The common thread among these bugs is that they stem from "cross-browser behavior differences" and "Web Audio API design constraints." Some could be known from reading API documentation, but many don't sink in until you actually encounter them as bugs.
Choosing Between use-sound (Howler.js) and Web Audio API
sakimytocom uses two different approaches for sound playback.
use-sound (Howler.js) — Plays pre-recorded WAV files. Used for short sound effects like BubbleWrap's pop sound and button clicks. File sizes are small (a few KB) and playback latency is negligible. Implementation is a single line: useSound('/sounds/pop.wav').
Web Audio API (OscillatorNode) — Synthesizes sound in real time. Used for instruments that need to dynamically generate sound based on user input, like Piano and Theremin. WAV files can't handle this — preparing WAV files for all 88 piano keys is impractical, and continuous frequency changes like Theremin are impossible with file playback.
The boundary between these approaches is clear: "Is the sound predetermined, or does it need to be generated in real time?" Recorded playback and real-time synthesis are fundamentally different programming models.
Howler.js's advantage is that the library absorbs cross-browser compatibility differences.
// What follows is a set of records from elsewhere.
PR #6187, opened 2026-01-10
Fix CLI update to handle PHP binary path with spaces

Harshad071:
### Summary
This pull request fixes the issue where `wp cli update` fails when the PHP binary path contains spaces.

### Changes Made
- Updated `php/commands/src/CLI_Command.php` to wrap PHP binary path with `escapeshellarg()`.
- This ensures that paths with spaces are correctly handled when spawning processes.

### Issue
Resolves: [https://github.com/wp-cli/wp-cli/issues/5815](https://github.com/wp-cli/wp-cli/issues/5815)

### Testing
- Verified that `wp cli update` works with PHP binaries located in paths containing spaces.
- No other commands affected.

### DIFF
--- a/php/utils.php
+++ b/php/utils.php
@@ -17,7 +17,7 @@ use Mustache\Engine as Mustache_Engine;
 use ReflectionFunction;
 use RuntimeException;
 use WP_CLI;
-use WP_CLI\ExitException; 
+use WP_CLI\ExitException;
 use WP_CLI\Formatter;
 use WP_CLI\Inflector;
 use WP_CLI\Iterators\Transform;


Harshad071:
Thanks for the Codecov report.
The lines flagged here involve spawning a process with escaped PHP binary and temporary file paths.
This behavior is platform-dependent and difficult to reliably cover in unit tests without tightly coupling to OS-level path handling.

I’ve manually verified the fix on a system where the PHP binary path contains spaces, and the update command works as expected.
I’m happy to add coverage if there’s a preferred approach for testing this scenario.

swissspidy:
This contains a lot of unrelated changes and is a duplicate of an existing PR as well. Closing in favor of #5855

PR #6232, opened 2026-02-05
Don't warn for missing fields on empty lists

swissspidy:
This is a follow-up to #6196

Seeing some test failures because the warnings were emitted for empty lists, which is of course wrong.

Example:

```
        $ wp plugin list --recently-active --field=name --format=json
        []
        Warning: Field not found in any item: name.
```


swissspidy:
@copilot add a test for this, building on top of the ones you added in #6196

PR #6245, opened 2026-02-17
Tests: Improve Windows & macOS compatibility

swissspidy:

### DIFF
--- a/php/WP_CLI/Runner.php
+++ b/php/WP_CLI/Runner.php
@@ -342,18 +342,13 @@ class Runner {
 			 */
 			$path = $this->config['path'];
 
-			// Expand tilde to home directory if present.
 			$path = Path::expand_tilde( $path );
 
-			if ( Path::is_absolute( $path ) ) {
-				// Normalize absolute path to ensure consistent separators.
-				$path = Path::normalize( $path );
-			} else {
-				// Convert relative path to absolute and normalize.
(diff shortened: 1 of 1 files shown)


swissspidy:
@copilot help me fix the tests for windows here:

- **`testHttpRequestBadCAcert`** (2 failures): `tempnam(sys_get_temp_dir(), 'wp-cli-badcacert-pem-')` truncates to a 3-char prefix on Windows, producing `wp-5EFE.tmp`. The cURL error 77 message on Windows is `"error adding trust anchors from file: ...\wp-5EFE.tmp"` vs. the asserted `"error setting certificate"`. The `wp-5EFE.tmp` path seen in the original error report is this intentional bad-cert file, **not** a real SSL failure.

- **`WpOrgApiTest::test_http_request_verify@insecure`**: `Mock_Requests_Transport` guards with `strpos($verify, sys_get_temp_dir())`. On Windows, `sys_get_temp_dir()` may return an 8.3 short path (`RUNNER~1`) while `tempnam()` returns the long path (`runneradmin`), causing the guard to silently return `false` and skip the `verify → false` conversion.

**Behat tests** (`wp-cli/wp-cli`, job 63924669886) — all 203 scenarios fail due to **Windows shell quoting**: `cmd.exe` treats single quotes as literals (not string delimiters), so `wp eval 'list( $a, $b ) = ...'` is tokenized at spaces. WP-CLI receives each token as a separate positional argument.

PR #6286, opened 2026-03-21
Accept plaintext as alias for var_export format

### LINKED ISSUE #4774: var_export vs plaintext
Different commands use a different name for the plain text output format of the `--format` parameter. Some call it `plaintext` and some call it `var_export`.

Correct me if I'm wrong, but it appears that these are the same format with two different names.

dilipom13:
Fixes #4774

- Treat `plaintext` as an alias for `var_export` wherever that output format is used (per [maintainer note](https://github.com/wp-cli/wp-cli/issues/4774#issuecomment-383218861)).
- Add `Utils\is_var_export_format()` and use it in `param_dump`, `print_value`, and `Formatter`.
- Document `plaintext` in `wp cli param-dump` and `wp cli alias list` synopses.

Please review it.
Thanks, @schlessera, for the guidance.


php/utils.php
```diff
@@ -458,6 +458,16 @@ function wp_version_compare( $since, $operator ) {
 	return version_compare( $wp_version, $since, $operator );
 }
 
+/**
+ * Whether the output format uses PHP var_export() syntax (`plaintext` is an alias for `var_export`).
+ *
+ * @param mixed $format Format flag value from command arguments.
+ * @return bool
+ */
+function is_var_export_format( $format ) {
```
swissspidy: We don't really need an extra function for this one line check. Let's just inline this everywhere

swissspidy:
No idea why there are so many test failures 🤔

php/utils.php
dilipom13: Okay @swissspidy, but still I am confused.
Why are so many files failing

I think I need to check more.

dilipom13:
Hello @swissspidy, again, I updated from my side.
Please review it. as per your availability.

dilipom13:
Hello @swissspidy One file is failing.
Any suggestions for me, from your side?

swissspidy:
You can run `composer phocbf` to fix the formatting

dilipom13:
> You can run `composer phocbf` to fix the formatting

Okay @swissspidy 
Thank you so much for your reply.
Let me check this thing.

dilipom13:
Hello @swissspidy 
This PR is done from my side, and composer phocbf, this command is working properly.

Please review it.
Thank you so much for your suggestion.

dilipom13:
> You can run `composer phocbf` to fix the formatting

Hello @swissspidy, this is successfully done.
Just inform you.
You can review it.

swissspidy:
Thanks for the ping. I haven't forgotten about this. I need to see how this compares to #6298 and #6238

php/commands/src/CLI_Command.php
```diff
@@ -890,7 +892,7 @@ public function param_dump( $_, $assoc_args ) {
 			}
 		}
 
-		if ( 'var_export' === Utils\get_flag_value( $assoc_args, 'format' ) ) {
+		if ( in_array( Utils\get_flag_value( $assoc_args, 'format' ), [ 'var_export', 'plaintext' ], true ) ) {
 			var_export( $spec );
```
swissspidy, line 896: From the issue:

> However, I think that the plaintext one is only used when a string is returned, so it might make more sense to users in that case.

Which is why I feel we probably can't make this change here. 🤔 

Need to wrap my head around this a bit more though.

PR #6298, opened 2026-04-08
Standardize plaintext format name across CLI commands

### LINKED ISSUE #4774: var_export vs plaintext

imsameer-dev:
## Description

Standardizes the format parameter name across WP-CLI commands for consistency.

### Changes

- Rename 'var_export' format to 'plaintext' in param-dump command
- Rename 'var_export' format to 'plaintext' in alias list command
- Update documentation and examples to reflect new format name
- The var_export() function output behavior remains the same

### Motivation

Different commands were using different names for the same plain-text output format, creating inconsistency in the user experience. This PR standardizes on 'plaintext' which is more descriptive.

### Testing

Please verify:
- `wp cli param-dump --format=plaintext` works as expected
- `wp cli alias list --format=plaintext` works as expected
- Old `var_export` format name is no longer accepted (or shows deprecation warning if applicable)

Fixes #4774

### DIFF
--- a/php/class-wp-cli.php
+++ b/php/class-wp-cli.php
@@ -1182,14 +1182,22 @@ class WP_CLI {
 	 */
 	public static function print_value( $value, $assoc_args = [] ) {
 		$_value = '';
-		if ( Utils\get_flag_value( $assoc_args, 'format' ) === 'json' ) {
+		$format = Utils\get_flag_value( $assoc_args, 'format' );
+
+		// Support deprecated 'var_export' format name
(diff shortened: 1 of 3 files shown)


swissspidy:
Note that there is already another PR that aims to resolve the same issue:

* #6286

swissspidy:
Closing in favor of #6238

Web Audio API's low-level control is essential for instruments, but creating an OscillatorNode just to play a click sound is overkill. Use the right tool for the job.
Summary
Web Audio API is the "Canvas of sound." Just as Canvas API gives you the ability to "freely manipulate pixels," Web Audio API gives you the ability to "freely generate and process sound."
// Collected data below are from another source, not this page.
Issue #6237, opened 2026-02-11
Add changelog for updates


swissspidy:
When checking for updates, manually installing one or triggereng an auto-update, it would be nice if we could include a short changelog or perhaps a link to the release notes from GitHub.

Probably only really feasible for stable releases.

swissspidy:
Thinking out loud:

* The [GitHub release notes](https://github.com/wp-cli/wp-cli/releases/tag/v2.12.0) for stable releases are way too long to include inline, so I would only link to those
* For (nightly) builds we could probably auto-generate a 1-2 sentence changelog as part of the [deployment workflow](https://github.com/wp-cli/wp-cli-bundle/blob/7296e4ca91f536e054d5304d9bb4734900f5f1b2/.github/workflows/deployment.yml) and store that alongside the build.
* Alternatively, for nightly builds we could already tease the changelog of the upcoming stable release, which means we would have to store that somewhere (`manifest.json` would be a good place)
* Ideally the user would see a diff between their current version and the updated version, but that is a stretch goal.
* Worth checking how other projects handle this

dilipom13:
Hello @swissspidy, I am working on this.

swissspidy:
What are you working on exactly? 🤔 We haven't even decided yet what to do here.

dilipom13:
> What are you working on exactly? 🤔 We haven't even decided yet what to do here.

Hi @swissspidy, apologies for the confusion 🙏

I got ahead of myself and commented that I was working on it before anything was clearly decided. What I meant is that I’m interested in contributing to this issue and exploring possible ideas (like auto-generating a short changelog for nightly builds).

Going forward, I’ll make sure to check with you and get confirmation before starting work on any issue. I’ll wait for further discussion and direction here. Happy to help once we align on the approach 👍

PR #6304, opened 2026-04-19
Add release notes URL to cli check-update and update

dilipom13:


swissspidy:
Thanks for your contribution! As per the comments on #6237, it needs further discussion and tinkering to figure out what we're going to do here. Closing for now.

PR #6321, opened 2026-05-22
Extractor: Prefer `tar` over `PharData`

### LINKED ISSUE #6320: `wp core download` silently truncates filenames longer than 100 characters when extracting `tar.gz`
---

## Description

`wp core download` downloads WordPress as a `.tar.gz` archive and extracts it using PHP's `PharData` class. `PharData` reads only the 100-byte `name` field from tar headers, ignoring the `prefix` field and PAX extended headers for paths exceeding 100 characters, causing those files to be silently extracted with truncated names and no error reported.

`wp core update` is **not affected** — it downloads a `.zip` archive and extracts via `ZipArchive`, which handles long paths correctly.

WordPress 7 introduced `wp-includes/php-ai-client/`, a library containing many files with archive-internal paths of 101–131 characters. Every fresh install using `wp core download` on WordPress 7 results in a broken installation that immediately fails `wp core verify-checksums`.

---

## Environment

- **WP-CLI version:** latest
- **WordPress version:** 7.0
- **PHP version:** multiple tested — not PHP version specific
- **OS:** Ubuntu Linux
- **Reproduction:** 100% reproducible

---

## Steps to Reproduce

1. Run `wp core download --version=7.0 --allow-root`
2. Run `wp core verify-checksums --allow-root`

---

## Expected Behavior

All files extracted with correct full filenames. `wp core verify-checksums` passes.

---

## Actual Behavior

Files with archive-internal paths exceeding 100 characters are silently extracted with truncated names. `wp core verify-checksums` reports each affected file twice — missing with the correct name and unexpected with the truncated name:

```
Warning: File doesn't exist: wp-includes/php-ai-client/third-party/Http/Discovery/Exception/PuliUnavailableException.php
Warning: File should not exist: wp-includes/php-ai-client/third-party/Http/Discovery/Exception/PuliUnavailableException.ph
Warning: File doesn't exist: wp-includes/php-ai-client/src/Providers/OpenAiCompatibleImplementation/AbstractOpenAiCompatibleModelMetadataDirectory.php
Warning: File should not exist: wp-includes/php-ai-client/src/Providers/OpenAiCompatibleImplementation/AbstractOpenAiCompa
```

---

## Root Cause

`PharData` truncates tar entries at exactly 100 characters of the archive-internal path — the size of the tar format's `name` field. The `.tar.gz` archive itself is valid and `tar` extracts all files correctly. The truncation is entirely in `PharData`.

`phar:///tmp/wp7.tar.gz/` is 23 chars. Combined with the 100-char tar `name` field limit, `PharData` returns paths of exactly 123 chars — silently dropping everything beyond position 100 of the internal archive path.

Verified with the following:

```bash
# PharData — truncated at 100 chars
php -r "
$phar = new PharData('/tmp/wp7.tar.gz');
foreach (new RecursiveIteratorIterator($phar) as $f) {
    if (strpos($f->getPathName(), 'PuliUnavailable') !== false)
        echo $f->getPathName() . PHP_EOL;
}
"
# phar:///tmp/wp7.tar.gz/wordpress/.../PuliUnavailableException.ph  ← truncated

# system tar — correct
tar -tvf /tmp/wp7.tar.gz | grep PuliUnavailable
# wordpress/.../PuliUnavailableException.php  ✓

# ZipArchive (.zip, same as wp core update uses) — correct
php -r "
$z = new ZipArchive();
$z->open('/tmp/wp7.zip');
for ($i = 0; $i < $z->numFiles; $i++) {
    $name = $z->getNameIndex($i);
    if (strpos($name, 'PuliUnavailable') !== false) echo $name . PHP_EOL;
}
$z->close();
"
# wordpress/.../PuliUnavailableException.php  ✓
```

WP-CLI already has the correct fallback in `Extractor.php` but it is never reached on Linux because `class_exists('PharData')` always returns `true`:

```php
if ( ! class_exists( 'PharData' ) ) {
    $cmd = "tar xz --strip-components=1 --directory=%s -f $tarball";
    WP_CLI::launch( Utils\esc_cmd( $cmd, $target ) );
    return;
}
```

---

itzmekhokan:
Fixes https://github.com/wp-cli/wp-cli/issues/6320
Related: https://core.trac.wordpress.org/ticket/65320

## Summary

- Prefer the system `tar` binary over `PharData` when extracting `.tar.gz` archives in `Extractor::extract_tarball()`.
- PharData silently truncates archive-internal paths longer than 100 characters (see [php/php-src#19311](https://github.com/php/php-src/issues/19311)), which breaks `wp core download` for WordPress 7.0+ files under `wp-includes/php-ai-client/`.
- PharData is retained only as a fallback when `tar` is unavailable or fails.
- Adds `--force-local` on Windows and uses `Path::normalize()` for tar command paths.

## Test plan

- [x] `vendor/bin/phpunit --bootstrap ./vendor/wp-cli/wp-cli-tests/tests/bootstrap.php tests/ExtractorTest.php` — all 10 tests pass
- [x] `composer phpcs` — passes
- [x] `composer lint` — passes
- [ ] `composer behat -- features/extractor.feature` — downloads WordPress 7.0 and verifies long-path files extract correctly
- [ ] Manual: `wp core download --version=7.0` then `wp core verify-checksums` — should pass with no truncated filenames

### DIFF
--- a/features/extractor.feature
+++ b/features/extractor.feature
@@ -1,0 +1,13 @@
+Feature: Extractor
+
+  Scenario: Extracts tar.gz files with long path names
+    Given an empty directory
+
+    When I run `wp core download https://downloads.wordpress.org/release/wordpress-7.0.tar.gz --force`
+    Then the {RUN_DIR} directory should contain:
+    """
+    index.php
+    license.txt
+    """
+    And the wp-includes/php-ai-client/src/Providers/Models/TextToSpeechConversion/Contracts/TextToSpee file should not exist
+    And the wp-includes/php-ai-client/src/Providers/Models/TextToSpeechConversion/Contracts/TextToSpeechConversionOperationModelInterface.php file should exist
--- a/php/WP_CLI/Extractor.php
+++ b/php/WP_CLI/Extractor.php
@@ -95,48 +95,71 @@ class Extractor {
 			throw new Exception( "Could not create folder '{$dest}'." );
 		}
 
-		if ( class_exists( 'PharData' ) ) {
-			try {
-				$phar    = new PharData( $tarball );
-				$name    = Path::basename( $tarball );
-				$tempdir = Utils\get_temp_dir()
-							. uniqid( 'wp-cli-extract-tarball-', true )
-							. "-{$name}";
-
-				$phar->extractTo( $tempdir );
-
-				self::copy_overwrite_files(
-					self::get_first_subfolder( $tempdir ),
-					$dest
-				);
-
-				self::rmdir( $tempdir );
-				return;
-			} catch ( Exception $e ) {
-				WP_CLI::warning(
-					"PharData failed, falling back to 'tar xz' ("
-					. $e->getMessage() . ')'
-				);
-				// Fall through to trying `tar xz` below.
-			}
-		}
-
 		$tarball_absolute = realpath( $tarball );
 		if ( ! $tarball_absolute ) {
 			throw new Exception( "Invalid tarball '{$tarball}'." );
 		}
-		$tarball = $tarball_absolute;
 
-		if ( ! is_readable( $tarball )
-			|| filesize( $tarball ) <= 0 ) {
+		if ( ! is_readable( $tarball_absolute )
+			|| filesize( $tarball_absolute ) <= 0 ) {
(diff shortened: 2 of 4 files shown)


swissspidy:
Thanks for your PR. I ended up going with something similar in my prior one, #6319

PR #544, opened 2021-07-06
Add typings

paxperscientiam:
This replaces PR #500 

Rather than using jsdoc, i have added a basic type definition file (src/htmx.d.ts). This could later be extended to cover extensions.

And in the world of sound, math determines timbre. Frequency ratios define pitch, harmonic composition defines timbre, and envelope curves define an instrument's "feel." Behind the single line 440 * Math.pow(2, (note - 69) / 12) lies a history of music theory stretching back to Pythagoras.
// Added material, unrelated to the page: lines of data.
PR #545, opened 2021-07-06
Add typings

paxperscientiam:
This replaces PR #500

Rather than using jsdoc, i have added a basic type definition file (src/htmx.d.ts). This could later be extended to cover extensions.

For now, this mainly serves to provide autocomplete to IDE users; I have set compilerOptions.strict to false as otherwise a litany of errors would be generated by typescript. Unless you plan on adopting typescript into your build process, it makes sense to suppress them.

EDIT: PR #544 got killed when i squashed cuz i had to (?) delete remote branch before pushing to remote again.

EDIT2: @1cg , made the changes in case you missed this update


paxperscientiam:
@1cg , just realized that we overlooked something. I forgot to add './src/htmx.d.ts' to the files list in package.json.

Want me to do that? Also, perhaps the definitions file should be moved to its own dir? something like "./typings"

qqilihq:
This still seems an open issue, right? NPM shows the TS badge, but the package doesn't contain the typings.

paxperscientiam:
@qqilihq Good catch. Types file is now included in package.json.files
 See https://github.com/bigskysoftware/htmx/pull/658

PR #550, opened 2021-07-11
Introduce hx-allow-error-codes

mushishi78:
Hopefully this change makes sense 😅 I'd like to be able to show messages when requests fail and it seems incorrect to use a success error code. I'd argue this behaviour is more aligned with typical web semantics as when you return a 404 page, it's normally accompanied with the html you'd like to show the user. It's not obvious to me why this behaviour should change when only rendering a portion of the page. I'm also not particularly eager to use the `htmx:responseError` error and write javascript error handling logic, seems to break the preference for locality that motivates this library.

### DIFF
--- a/src/htmx.js
+++ b/src/htmx.js
@@ -2435,8 +2435,9 @@ return (function () {
             }
 
             var shouldSaveHistory = shouldPush(elt) || pushedUrl;
+            var shouldAllowErrorCodes = getAllowErrorCodes(elt);
 
-            if (xhr.status >= 200 && xhr.status < 400) {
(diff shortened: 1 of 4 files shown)


1cg:
I would prefer to see this reworked to be a config situation (or maybe an event) rather than an attribute.

Does that sound reasonable?

1cg:
I think that this change has been superseded by the following htmx functionality:

https://htmx.org/docs/#modifying_swapping_behavior_with_events

mushishi78:
Great, thanks. Sorry I didn't get round to responding but your solution looks like it can cover my use case.

PR #555, opened 2021-07-18
Encourage users to provide feature requests for the docs.

guettli:
Idea and text was "stolen" from PostgreSQL: https://www.postgresql.org/docs/current/preface.html


1cg:
closing out because we haven't had issues w/ people submitting docs fixes:

PR #562, opened 2021-07-28
search example typo

dzerrenner:
Typo in the description of the search example. The target id and the url didn't match betewwn text and example.


1cg:
thank you!

PR #564, opened 2021-07-31
docs: typo in websockets example

GriceTurrble:
`source` is not present in the example, nor is that an attribute specified in the docs for `hx-ws`.


1cg:
Thank you!

PR #602, opened 2021-09-27
Fix root: option of the intersect event

MamesPalmero:
This PR fixes the root: option of the intersect special event which is currently broken and adds a manual test to demonstrate the issue.


1cg:
thank you!  I also noticed a bug in `querySelectorExt` that I have fixed

PR #603, opened 2021-09-28
Feature support script tags w src

1cg:
hey guys, would you mind taking a look at this change?

it enables htmx to handle script tags that `src` a remote file

this mechanism is a little harder to test, but fixes an annoyance w/ htmx right now


bencroker:
Looks good to me, nice work!!

dz4k (commented):
Guess I'm a bit late...

LGTM

Note: You can handle `script type=module` by using the dynamic import syntax `import(url)`, which can be used from non-module scripts (like htmx). No way to do it synchronously, though.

After 11 music components and AudioContext bug fixes across 18 components, I feel I've grasped the fundamentals of audio programming. The main resources I used were these three:
- Web Audio API (Boris Smus): API design philosophy and overall picture
- The Nature of Code (Daniel Shiffman): Physical intuition for oscillation and waves
- Math Girls (Yuki Hiroshi): Fourier transforms and the duality of frequency
One book, two references, and 11 implementations. As an entry point to audio programming, that was enough. All that's left is to pick an instrument you want to build and start connecting OscillatorNodes. At first, you'll only get electronic sounds, but as you adjust envelopes and layer harmonics, there comes a moment when a "convincing sound" emerges. That moment is the greatest reward of audio programming.